ENTRIES SUPPLIED START
PR #370, opened 2023-05-08
Upgrade to Psalm 5

greg0ire:


psalm.xml.dist
```diff
@@ -18,6 +20,18 @@
...
+            <errorLevel type="suppress">
+                <file name="src/AbstractLazyCollection.php"/>
+            </errorLevel>
+        </MixedInferredReturnType>
+
+        <MixedReturnStatement>
+            <errorLevel type="suppress">
+                <file name="src/AbstractLazyCollection.php"/>
+            </errorLevel>
+        </MixedReturnStatement>
```
greg0ire, line 33: Caused by

```
ERROR: MixedInferredReturnType - src/AbstractLazyCollection.php:277:21 - Could not verify return type 'TInitial|TReturn|null' for Doctrine\Common\Collections\AbstractLazyCollection::reduce (see https://psalm.dev/047)
    public function reduce(Closure $func, mixed $initial = null)


ERROR: MixedReturnStatement - src/AbstractLazyCollection.php:281:16 - Could not infer a return type (see https://psalm.dev/138)
        return $this->collection->reduce($func, $initial);
```

This seems to complex for Psalm.

derrabus (approved):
ENTRIES SUPPLIED END
=== PROBLEM ===
Among the lines of the material, find those holding the word "func" and return them.

=== SOLUTION BELOW ===
    public function reduce(Closure $func, mixed $initial = null)
        return $this->collection->reduce($func, $initial);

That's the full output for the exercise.